WORK TASK: While reading through the material below, copy each line that holds the word "says".

SUPPLIED DATA:
PR #3566, opened 2026-08-20
feat(web): serve the SDK and custom pages from the local relay

paul-nechifor:
* By default the SDK bundle is served by the relay at `/sdk.js`.
* With `--serve-dir <dir>` you can have the relay serve a custom directory instead of the cockpit.
* The SDK is only meant to be run with a local relay, so it's only available on loopback (you can choose to allow access from anywhere).


leshy (approved):
talked to Paul, merging early (doesn't touch other stuff) reviewing/testing SDK later

PR #3572, opened 2026-08-20
Ivan/feat/motion

leshy:
complex PR

local planner, trajectory controller, tf and movement manager bake-able and deployable on the go2 robot, consumes kronknav

tuning systems temporarily excluded as we discuss locomotion policy publishing


dimos/navigation/movement_manager/rust/src/module.rs
```diff
@@ -0,0 +1,169 @@
...
+
+use crate::mux::{scale_twist, Config, MuxState};
+
+/// The watchdog's tick rate. Fixed rather than configurable: `nav_stale_s` says
+/// when the deadman trips, this only says how finely it is sampled.
+const WATCHDOG_HZ: f64 = 10.0;
+
+#[derive(Module)]
+#[module(name = "cmd_vel_mux", setup = spawn_watchdog, teardown = stop_watchdog)]
+pub struct CmdVelMux {
```
aclauer, line 38: maybe we should actually translate the control coordinator to rust instead of movement manager?

PR #3574, opened 2026-08-20
fix(dimsim): wire observe to /color_image without republishing

juhasch:
## Summary
- DimSim already publishes JPEG camera frames on LCM `/color_image`, but `DimSimConnection.video_stream()` was an empty subject, so `observe()` always returned `None` and the agent thought it was blind.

YOUR RESPONSE:
+/// The watchdog's tick rate. Fixed rather than configurable: `nav_stale_s` says
+/// when the deadman trips, this only says how finely it is sampled.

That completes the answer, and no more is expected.